Five Interesting Facts You Might Not Know About Ralls County
Did you know that Ralls County, Missouri is the only Ralls County in the United States? A co-worker was kind enough to lend me a few books on local history, including Ralls County by K. Allen Ballard, part of Arcadia Publishing's Images of America series. There are a ton of great pictures dating all the way back to the early 1800s published in the book, and it is also full of information about the county, its people and its economy. Here are just a few interesting things I learned from flipping through it.
- Ralls County is named after Daniel Ralls, who was a Pike County Representative. It is said that Ralls was literally carried into the legislative chamber on his deathbead, where he cast the deciding vote which made Thomas Hart Benton Missouri's first U.S. senator. Shortly after, the state's newest county was named Ralls County.
- Fr. Augustus Tolton, the first black Roman Catholic priest in America, is usually associated with Quincy, but he was actually born into slavery in Ralls County. Tolton was baptized at St. Peter's Catholic Church in Rensselaer. He and his family escaped to Quincy, where he would return to pastor after being ordained in Rome.
- The cost to build the Ralls County Courthouse was $18,000. Built between 1856-1858, it is one of the state's oldest courthouses in continuous use.
- A Frankford farmer, Valentine Tapley, wagered in 1860 never to shave again if Abraham Lincoln became president. When he died in 1910, his beard was supposedly 20 feet long.
- Telephones first arrived in New London in 1889.

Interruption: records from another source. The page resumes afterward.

PR #5301, opened 2024-10-01
EES-5540 - fixed bug with Pabot and the Robot --rerunfailedsuites fla…

duncan-at-hiveit:
This PR:
- Fixes a bug between Pabot and Robot when using the `--rerunfailedsuites` option.
- Improves the ability to see failures on different rerun attempts rather than the merged  report which loses details.
- Makes the test run process less verbose by decreasing the severity of several logging points in the Python code.
- Makes finding failure screenshots easier to see in the test reports by only having to open up 1 element in the Robot test report at the failure point.
- Swaps the behaviour for failing subsequent tests to a first failing test in a suite for skipping the tests instead, to make locating the first failure in the chain more obvious.


N-moh (approved):

tests/robot-tests/test_runners.py
```diff
@@ -0,0 +1,110 @@
...
+    # We want to add arguments on the first rerun attempt, but on subsequent attempts, we just want
+    # to change rerunfailedsuites xml file we use
+    robot_args += ["--output", "output.xml"]
+
+    return robot_args
+
+
+def process_includes_and_excludes(robot_args: [], arguments: argparse.Namespace):
+    if arguments.reseed:
+        robot_args += ["--include", "SeedDataGeneration"]
```
luke-h1, line 62: **question** just wondering what `SeedGeneration` is responsible for? does it generate test data for test suites etc. ?

tests/robot-tests/test_runners.py
```diff
@@ -0,0 +1,110 @@
...
+        if path_to_previous_report_file is not None:
+            robot_args += ["--rerunfailedsuites", path_to_previous_report_file]
+        
+        robot_args += [arguments.tests]
+
+        robot.run_cli(robot_args, exit=False)
+
+    elif arguments.interp == "pabot":
+
+        logger.info('Performing test run with Pabot')
```
luke-h1, line 94: **question** not a requirement of course but just wondering if it's possible to display the arguments that `pabot` was instantiated with here? (for example: number of processes, concurrency etc.)  - imagine this could be useful in CI environments

tests/robot-tests/tests/libs/fail_fast.py
```diff
@@ -46,32 +64,37 @@ def record_failing_test_suite():
...
+
+
+def _capture_html():
+    html = sl().get_source()
+    current_time_millis = round(datetime.datetime.timestamp(datetime.datetime.now()) * 1000)
+    output_dir = BuiltIn().get_variable_value('${OUTPUT DIR}')
+    html_file = open(f"{output_dir}{os.sep}captured-html-{current_time_millis}.html", "w", encoding="utf-8")
+    html_file.write(html)
+    html_file.close()
+    logger.info(f"Captured HTML of {sl().get_location()}      HTML saved to file://{os.path.realpath(html_file.name)}")
```
luke-h1, line 89: **nitpick** Just wondering what the spacing between `{sl().get_location()` to `HTML` is for here? I'm assuming it's for CI but not too sure :)

tests/robot-tests/tests/libs/fail_fast.py
```diff
@@ -46,32 +64,37 @@ def record_failing_test_suite():
...
+
 
+def _prompt_to_continue():
+    logger.warn("Continue? (Y/n)")
+    choice = input()
+    if choice.lower().startswith("n"):
```
luke-h1, line 95: **question** Do we need to add a condition for when people press `y` here?

tests/robot-tests/test_runners.py
```diff
@@ -0,0 +1,110 @@
...
+    if arguments.tags:
+        robot_args += ["--include", arguments.tags]
+    if arguments.print_keywords:
+        robot_args += ["--listener", "listeners/KeywordListener.py"]
+    if arguments.ci:
+        # NOTE(mark): Ensure secrets aren't visible in CI logs/reports
+        robot_args += ["--removekeywords", "name:operatingsystem.environment variable should be set"]
+        robot_args += ["--removekeywords", "name:common.user goes to url"]  # To hide basic auth credentials
+    
+    process_includes_and_excludes(robot_args, arguments)
```
luke-h1, line 40: **nitpick** super small nitpick but just wondering if you think something such as `process_environment_args` or something along those lines could be a bit more descriptive for consumers?

tests/robot-tests/reports.py
```diff
@@ -0,0 +1,109 @@
...
+        suite_stats = report.find_all('stat', recursive=True)
+        [suite_stat.extract() for suite_stat in suite_stats if suite_stat.get('id') in passing_suite_ids]
+    
+        with open(path_to_filtered_report, "a") as filtered_file:
+            filtered_file.write(report.prettify())
+
+        
+def _get_passing_suite_ids_from_report(report: BeautifulSoup) -> []: 
+    suite_results = report.find('statistics').find('suite').find_all('stat')
+    passing_suite_results = [suite_result for suite_result in suite_results if int(suite_result.get('fail')) == 0]
```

If you're interested in local history, the Images of America books are recommended. Arcadia Publishing has also published similar books about Quincy, Hannibal, Keokuk, Kirksville, Jacksonville, Mexico, Nauvoo, The Lake of the Ozarks, and several other communities around the Tri-States. These books are very well done, and are pretty easy to find, too. I've seen them in just about every local bookshop, and sometimes even at Walgreens.